Another answer I got from wibit.com :

#include <iostream>
#include <fstream>
using namespace std;

int main(int argc, const char* argv[])
{
  ifstream inBinaryFile;
  inBinaryFile.open(argv[1], ios_base::binary);
  int currentByte = inBinaryFile.get();
  while(currentByte >= 0)
  {
    printf("%02x ", currentByte);
    currentByte = inBinaryFile.get();
  }
  printf("\n");
  inBinaryFile.close();
  return 0;
}

Answer 2

You certainly want to convert the char objects to unsigned char before processing them as integer values! The problem is that char may be signed in which case negative values get converted to negative ints when you cast them. Negative ints displayed as hex will have more then two hex digits, the leading ones probably all "f".

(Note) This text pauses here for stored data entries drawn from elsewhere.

PR #1293, opened 2019-07-08
JAVA-2326: Reduce memory allocations during queries execution

netudima:
Fields "id" are evaluated for each request and allocate extra objects in heap but actually needed only for tracing. The values can be calculated lazy.

### DIFF
--- a/driver-core/src/main/java/com/datastax/driver/core/Connection.java
+++ b/driver-core/src/main/java/com/datastax/driver/core/Connection.java
@@ -731,7 +731,8 @@ class Connection {
       throw new ConnectionException(address, "Connection has been closed");
     }
 
-    logger.trace("{}, stream {}, writing request {}", this, request.getStreamId(), request);
+    if (logger.isTraceEnabled())
+      logger.trace("{}, stream {}, writing request {}", this, request.getStreamId(), request);
     writer.incrementAndGet();
 
     if (DISABLE_COALESCING) {
@@ -787,8 +788,9 @@ class Connection {
                   }
                 });
         } else {
-          logger.trace(
-              "{}, stream {}, request sent successfully", Connection.this, request.getStreamId());
+          if (logger.isTraceEnabled())
+            logger.trace(
+                "{}, stream {}, request sent successfully", Connection.this, request.getStreamId());
         }
       }
     };
@@ -1103,11 +1105,11 @@ class Connection {
         }
       }
 
-      // Always flush what we have (don't artificially delay to try to coalesce more messages)
-      for (Channel channel : channels) channel.flush();
-      channels.clear();
-
       if (doneWork) {
+        // Always flush what we have (don't artificially delay to try to coalesce more messages)
+        for (Channel channel : channels) channel.flush();
+        channels.clear();
+
         runsWithNoWork = 0;
       } else {
         // either reschedule or cancel
--- a/driver-core/src/main/java/com/datastax/driver/core/Frame.java
+++ b/driver-core/src/main/java/com/datastax/driver/core/Frame.java
@@ -179,9 +179,10 @@ class Frame {
       WARNING,
       USE_BETA;
 
+      private static final Flag[] values = Flag.values();
+
       static EnumSet<Flag> deserialize(int flags) {
         EnumSet<Flag> set = EnumSet.noneOf(Flag.class);
-        Flag[] values = Flag.values();
         for (int n = 0; n < 8; n++) {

I didn't immediately spot why the second approach gets the size wrong. However, the C++ approach to read a binary file is simple:

#include <iostream>
#include <fstream>
#include <vector>
#include <iomanip>

std::vector<unsigned char> bytes;
{
    std::ifstream in(name, std::ios_base::binary);
    bytes.assign(std::istreambuf_iterator<char>(in >> std::noskipws),
                 std::istreambuf_iterator<char>());
}
std::cout << std::hex << std::setfill('0');
for (int v: bytes) {
    std::cout << std::setw(2) << v << ' ';
}

Answer 3

Both your methods are some strange mix of C and C++ (well, actually the second is just plain C); still, the first method is mostly right, but you have to use an unsigned char for c, otherwise any byte over 0x7f is read as negative, which results in that wrong output.¹

To do things correctly and in the "C++ way", you should have done:

std::cout<<std::hex<<std::setfill('0');

...

   if (in)
      std::cout << std::setw(2)<<int(c) << "\n";

---

The second one gets the "signedness" correct, but it's mostly just C. A quick fix would be to fix the 100 in the for loop, replacing it with fileSize. But in general, loading the whole file in memory just to dump its content in hexadecimal is a botched idea; what you normally do is to read the file a piece at time in a fixed-size buffer and convert it by the by.

---

1. get returns an int; if it's bigger than 0x7f it overflows the char when assigning, and typically results in some negative value. Then when it is passed to printf it gets sign-extended (since any signed integer parameter passed to a vararg function is widened to int) but interpreted as an unsigned int due to the %X parameter. (all this assuming 2's complement arithmetic, non-signaling integer overflow and signed char)

Answer 4

In the first case you're printing char (which is signed) while in the second case you're doing the same with unsigned char. %X extends chars to ints and that causes the difference.